Data for review START
PR #1622, opened 2024-11-18
feat(Canvas): Use hover styles upon open toolbar

lordrip:
### Context
Currently, when opening the step toolbar upon hovering over a node or a group, the hover style is lost when hovering over the toolbar.

### Changes
This commit retains the hover styling when the toolbar is open.

| Before |After |
| --- | --- |
| image | image |


apupier:
I do not spot the difference between the before and after images oO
Data for review END
● Task details: Report the number of lines in the listing where the string "when" appears, and nothing besides.

● Exercise output: 2